This page presents some ideas for students and researchers, who wish to extend our work or develop applications based on our corpus. Please cite this article if you decide to implement any of these suggestions:
1. Annotating Phrases
One may extend our corpus by re-annotating phrases rather than individual words. That is, our corpus annotations are based on unigram (each word is a token), but this does not cover the accurate meaning of phrases. For example, currently we annotated “ان شاء الله” as three separate words: ان/if, شاء/wills, الله/Allah. However, the intended meaning of this phrase in a certain sentence, as a whole, might be “ok”, rather than “if Allah wills ”.
2. Sentiment Analysis
To automatically judge whether a text (e.g., a hotel review) is positive, negative, or neutral, is called sentiment analysis. Such applications use internal knowledge (e.g., list of words annotated as positive, negative, and neutral) to be able to judge a given text. Annotating each Palestinian word in our corpus whether (positive/negative/neutral) enables people to develop sentiment analysis applications that are able to process text (hotel reviews, political opinions… ) that are written in Palestinian dialect.
3. Speech Recognition
Applications that convert speech to text typically use annotated audio corpuses - for training their applications. Developing an annotated audio corpus for Palestinian dialect is only one step, based on our corpus. Because most of our corpus is script of TV shows (Watan_Aa_Water), and the audio of these scripts is available already, one may link each annotation in our corpus with the corresponding audio segments. For example, and for simplicity, one may extend the annotation of a word in our corpus by providing the time intervals of pronouncing that word. Such an audio corpus can be then used for training speech-to-text synthesizers.
4. Probabilistic Language Model
Prediction-based types of applications (e.g., spelling and grammar checkers, autocomplete, and others) are typically based on the so-called n-gram probabilistic language models. To build, e.g. 5th-gram model for Palestinian dialect, one may tokenize our corpus into tokens, that consist of (1, 2, 3, 4, and 5) words, and store these tokens and their frequencies, so to estimate predications. See this tutorial .
5. Dialect Morphological Analyser and Part-of-Speech Tagging
To analyze a given dialectal sentence, and understand its morphology and structure (which is important in e.g., machine translation, spell/grammar checking), one need to build a treebank (i.e., patterns of sentence structures).
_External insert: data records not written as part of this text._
PR #212, opened 2026-08-14
feat(sources): Outlook source pack (milestone 5.7) — messages + mail_folders over nextLink cursors, live-verified

gracexmatin:
## Summary

Milestone 5.7 — the **`outlook`** pack: `messages` and `mail_folders` as stable SQL tables over Open Connector's `outlook` service (Microsoft Graph mail, OAuth, cursor pagination over `@odata.nextLink`). Everything is reconciled against a live gateway (**v1.3.4**, `open-connector` at `2410fbe`) — never Microsoft's own docs.

**Live-verified end to end against a real MSA mailbox (2026-08-19)** — see Verification below.

All five phases are done — 1/2 (contract reconciliation + table design, recorded in `docs/superpowers/specs/2026-08-14-open-connector-m365-packs-design.md`), 3 (implementation), 4 (live verification), 5 (self-review — see Review status below).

Building such a treebank to analyze Palestinian dialect is made easily possible based on our annotated corpus.
6. Build Jordanian, Lebanese, Syrian Corpora
Our corpus can be used to build other Levantine corpora easily. Because of the very large overlap between Palestinian and other Levantine dialects, one needs to annotate only the typical words in that dialect, and use the rest of annotations from our corpus. Please remark that some people might think that there is a large difference between Levantine dialects but this is not true. For example, our experiment in [ 2 ] illustrates that there is 75% overlap between Palestinian and Egyptian dialects; hence, the overlap with other Levantine dialects is assumed to be much more.